PR #1154, opened 2018-04-05
Make spell checking and style checking part of our doc checkin gate.

geeknoid:


scripts/linters.sh
```diff
@@ -1,3 +1,3 @@
 mdspell --en-us --ignore-acronyms --ignore-numbers --no-suggestions --report *.md */*.md */*/*.md */*/*/*.md */*/*/*/*.md
```
ldemailly: there should be a
```
#! /bin/sh
# This runs 3 checks.... [some doc/header]
set -x
set -e
```
the set -e is to stop on first error, set -x to see what it is doing

ldemailly: edit: but it's good indeed to separate the stages in circle so it's more clear what it is doing and where it may fail/stop

.circleci/config.yml
```diff
@@ -17,32 +17,45 @@ jobs:
       # Download and cache dependencies
       - restore_cache:
           keys:
-          - v3-dependencies-{{ checksum "Gemfile.lock" }}
+          - v4-dependencies-{{ checksum "Gemfile.lock" }}
           # fallback to using the latest cache if no exact match is found
-          - v3-dependencies-
+          - v4-dependencies-
```
ldemailly: that's going to be a bit of an issue, you'd have to manually change - can you keep at least the {{ checksum "Gemfile.lock" }} so if a new gem change is needed it'll just work and would only be manual change v4->v5 if changing markdown etc... there is also probably a "proper" lock file of sort for npm too

.circleci/config.yml
```diff
@@ -17,28 +17,45 @@ jobs:
...
+
+      - run:
+          name: Checking markdown spelling
+          command:
+            .vendor/node/node_modules/markdown-spellcheck/bin/mdspell --en-us --ignore-acronyms --ignore-numbers --no-suggestions --report *.md */*.md */*/*.md */*/*/*.md */*/*/*/*.md
+
+      - run:
+          name: Checking markdown style
+          command:
+            mdl --ignore-front-matter --style mdl_style.rb .
```
ldemailly: I think in theory this should be "bundle exec mdl ..." but if it works as is it's fine

ldemailly: also in theory I think it could/should go inside
https://github.com/istio/istio.github.io/blob/master/Rakefile

geeknoid:
Most of the build time in Jekyll is spent sorting and resorting the site pages in order to produce the left hand nav bar. The logic for that is here: https://github.com/istio/istio.github.io/blob/master/_includes/sort-hierarchy.html. What makes this code painful is that the Liquid language has no functions, no data structures, no recursions, and is incredibly slow. Second, the sorting logic has to run on every page of the site. When working on the site, I go to _layouts/docs.html and change docs=site.docs to docs=site.blog which cuts the total build time by 80% by using the small blog data set to produce the main doc sidebar. Its incorrect, but it is fast. Anyway, if you can think of a better way to sort the site properly, I'd love to see it :-)

I'll do the follow on tests. I did already see that the style checker doesn't actually report an error code when it finds errors. So for now, it'll dump stuff out on the console, but won't prevent the presubmit from failing. I'll look for a solution for that.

- Problem -
Line by line, retype all of the records exactly.

- Written solution -
PR #1154, opened 2018-04-05
Make spell checking and style checking part of our doc checkin gate.

geeknoid:


scripts/linters.sh
```diff
@@ -1,3 +1,3 @@
 mdspell --en-us --ignore-acronyms --ignore-numbers --no-suggestions --report *.md */*.md */*/*.md */*/*/*.md */*/*/*/*.md
```
ldemailly: there should be a
```
#! /bin/sh
# This runs 3 checks.... [some doc/header]
set -x
set -e
```
the set -e is to stop on first error, set -x to see what it is doing

ldemailly: edit: but it's good indeed to separate the stages in circle so it's more clear what it is doing and where it may fail/stop

.circleci/config.yml
```diff
@@ -17,32 +17,45 @@ jobs:
       # Download and cache dependencies
       - restore_cache:
           keys:
-          - v3-dependencies-{{ checksum "Gemfile.lock" }}
+          - v4-dependencies-{{ checksum "Gemfile.lock" }}
           # fallback to using the latest cache if no exact match is found
-          - v3-dependencies-
+          - v4-dependencies-
```
ldemailly: that's going to be a bit of an issue, you'd have to manually change - can you keep at least the {{ checksum "Gemfile.lock" }} so if a new gem change is needed it'll just work and would only be manual change v4->v5 if changing markdown etc... there is also probably a "proper" lock file of sort for npm too

.circleci/config.yml
```diff
@@ -17,28 +17,45 @@ jobs:
...
+
+      - run:
+          name: Checking markdown spelling
+          command:
+            .vendor/node/node_modules/markdown-spellcheck/bin/mdspell --en-us --ignore-acronyms --ignore-numbers --no-suggestions --report *.md */*.md */*/*.md */*/*/*.md */*/*/*/*.md
+
+      - run:
+          name: Checking markdown style
+          command:
+            mdl --ignore-front-matter --style mdl_style.rb .
```
ldemailly: I think in theory this should be "bundle exec mdl ..." but if it works as is it's fine

ldemailly: also in theory I think it could/should go inside
https://github.com/istio/istio.github.io/blob/master/Rakefile

geeknoid:
Most of the build time in Jekyll is spent sorting and resorting the site pages in order to produce the left hand nav bar. The logic for that is here: https://github.com/istio/istio.github.io/blob/master/_includes/sort-hierarchy.html. What makes this code painful is that the Liquid language has no functions, no data structures, no recursions, and is incredibly slow. Second, the sorting logic has to run on every page of the site. When working on the site, I go to _layouts/docs.html and change docs=site.docs to docs=site.blog which cuts the total build time by 80% by using the small blog data set to produce the main doc sidebar. Its incorrect, but it is fast. Anyway, if you can think of a better way to sort the site properly, I'd love to see it :-)

I'll do the follow on tests. I did already see that the style checker doesn't actually report an error code when it finds errors. So for now, it'll dump stuff out on the console, but won't prevent the presubmit from failing. I'll look for a solution for that.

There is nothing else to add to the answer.